**Entries shown**
::::

PR #472, opened 2023-08-29
Allow to use Symfony UID for UUID generation

stloyd:
<h2>Change Log</h2>
<div id="change-log">
  <h4>Added</h4>
  <ul id="added">
    
  </ul> 
  <h4>Fixed</h4>  
  <ul id="fixed">
    
  </ul>
  <h4>Changed</h4>
  <ul id="changed">
    <li>Allow to use Symfony UID for UUID generation</li>
  </ul>  
  <h4>Removed</h4>
  <ul id="removed">
    
  </ul>
  <h4>Deprecated</h4>
  <ul id="deprecated">
    
  </ul>  
  <h4>Security</h4> 
  <ul id="security">
    
  </ul>     
</div>
<hr/>

<h2>Description</h2>

The reason behind this is that now you can have either Ramsey or Symfony library, the `uuid()` will work with both.

### DIFF
--- a/src/core/etl/src/Flow/ETL/Row/Entry/UuidEntry.php
+++ b/src/core/etl/src/Flow/ETL/Row/Entry/UuidEntry.php
@@ -1,0 +1,96 @@
+<?php
+
+declare(strict_types=1);
+
+namespace Flow\ETL\Row\Entry;
+
+use Flow\ETL\Exception\InvalidArgumentException;
+use Flow\ETL\Row\Entry;
+use Flow\ETL\Row\Reference;
+use Flow\ETL\Row\Schema\Definition;
+
+/**
+ * @implements Entry<Entry\Type\Uuid, array{name: string, value: string}>
+ */
+final class UuidEntry implements \Stringable, Entry
+{
+    use EntryRef;
+
+    /**
+     * @throws InvalidArgumentException
+     */
+    public function __construct(private readonly string $name, private readonly Entry\Type\Uuid $value)
+    {
+        if ('' === $name) {
+            throw InvalidArgumentException::because('Entry name cannot be empty');
+        }
+    }
+
+    public static function from(string $name, string $value) : self
+    {
+        return new self($name, Entry\Type\Uuid::fromString($value));
+    }
+
+    public function __serialize() : array
+    {
+        return ['name' => $this->name, 'value' => $this->value->toString()];
+    }
+
+    public function __toString() : string
+    {
+        return $this->toString();
+    }
+
+    public function __unserialize(array $data) : void
+    {
+        $this->name = $data['name'];
+        $this->value = new Entry\Type\Uuid($data['value']);
+    }
+
+    public function definition() : Definition
+    {
+        return Definition::uuid($this->name);
+    }
+
+    public function is(string|Reference $name) : bool
+    {
+        if ($name instanceof Reference) {
+            return $this->name === $name->name();
+        }
+
+        return $this->name === $name;
+    }
+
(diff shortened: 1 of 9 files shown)


norberttech:
hey, one thing I would do is to add UUID entry type and let it hold some UUID interface that would allow for any of those implementations. 
You would need to adjust NativeEntryFactory and Cast expression to turn strings into UUIDs, and that should make it pretty flexible and easy to work with later

src/core/etl/src/Flow/ETL/Row/Entry/UuidEntry.php
```diff
@@ -0,0 +1,119 @@
...
+     * @throws InvalidArgumentException|RuntimeException
+     */
+    public function __construct(private readonly string $name, string|RamseyUuidInterface|SymfonyUuid $value)
+    {
+        if ('' === $name) {
+            throw InvalidArgumentException::because('Entry name cannot be empty');
+        }
+
+        if (\is_string($value)) {
+            if (\class_exists(RamseyUuid::class)) {
```
norberttech: I think this will throw an error when class does not exists, afaik you should use FQCN string instead here.

src/core/etl/src/Flow/ETL/Row/Factory/NativeEntryFactory.php
```diff
@@ -289,6 +303,11 @@ private function isJson(string $string) : bool
         }
     }
 
+    private function isUuid(string $string) : bool
+    {
+        return 0 !== \preg_match('/\A[0-9a-f]{8}-[0-9a-f]{4}-[0-9a-f]{4}-[0-9a-f]{4}-[0-9a-f]{12}\z/ms', $string);
```
norberttech: you came up with this regex or found it somewhere? Is it the same as symfony uid component is using?

src/core/etl/src/Flow/ETL/Row/Entry/UuidEntry.php
stloyd: Right, fixed.

src/core/etl/src/Flow/ETL/Row/Factory/NativeEntryFactory.php
stloyd: It's taken from Ramsey library actually, I was not sure if we need to place a copy-right for it or not.

norberttech: Not sure from where Ramsey lib took it but I would extract it to const and put a reference that it was taken from Ramsey lib with credits

src/core/etl/src/Flow/ETL/Row/Entry/UuidEntry.php
```diff
@@ -0,0 +1,120 @@
...
+     */
+    public function __construct(private readonly string $name, string|\Ramsey\Uuid\UuidInterface|\Symfony\Component\Uid\Uuid $value)
+    {
+        if ('' === $name) {
+            throw InvalidArgumentException::because('Entry name cannot be empty');
+        }
+
+        if (\is_string($value)) {
+            try {
+                if (\class_exists(\Ramsey\Uuid\UuidInterface::class)) {
```
norberttech: I think this might still fail (but you would need to test it), what I was using in other places was just a plain string `"\Ramsey\Uuid\UuidInterface"`

stloyd: Tested locally and with FCQN it works, tests are skipped properly.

::::

**Action item**
Check the data for the word "think" and pull out the lines that have it.

**Exercise output**
norberttech: I think this will throw an error when class does not exists, afaik you should use FQCN string instead here.
norberttech: I think this might still fail (but you would need to test it), what I was using in other places was just a plain string `"\Ramsey\Uuid\UuidInterface"`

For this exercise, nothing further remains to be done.